Description
The Spark KNN Learn process type provides the ability to configure and productionize custom Spark K-Nearest Neighbors Learn code into a Syntasa Composer workflow. By configuring this process it is allowing Syntasa to manage the learning on a scheduled basis. A user will find that there are two ways of importing the code:
- Paste into a text editor window
- Upload a file with the code
After placing the code into text editor, the output locations of the process type will need to be specified.
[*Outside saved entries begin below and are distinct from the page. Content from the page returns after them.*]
PR #2174, opened 2019-09-30
change zcu104_base platform from DFX to non DFX type

sivarajeshjarugula:
change zcu104_base platform from  DFX (dynamic function exchange or partial reconfiguration ) to non DFX type


chvamshi-xilinx:
ok to test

Once the process is configured and tested it can be deployed to production, and scheduled for Syntasa to run on a scheduled basis.
Process Configuration
There are two screens that need configuring for this process type.
- Parameters
- Output
Parameters
The Parameters screen is where the actual custom code is imported by either pasting or file upload.
File Upload
- Click the icon
- A file browser window will appear
- Select the file with the code to be imported
- Click Open
- The contents of the file will be placed in the text editor window
- Also, the file name will be displayed just below the "File Upload" heading
Output
Output screen is where the table name, display name, and model name can be defined along with the option to "Load to BQ" when using Google Cloud Platform or "Load to Redshift" when using Amazon Web Services. There are three outputs for this process type per the following:
- learning_metrics to help provide ability to understand performance
- feature_importance
- model
Expected Output
The expected out of this process type are the model that is stored in the "Base Path" and the learning_metrics and feature_importance stored in the "Location" that are found on the Output screen. Loading to BQ or Redshift helps to make querying the learning metrics and feature importance easier.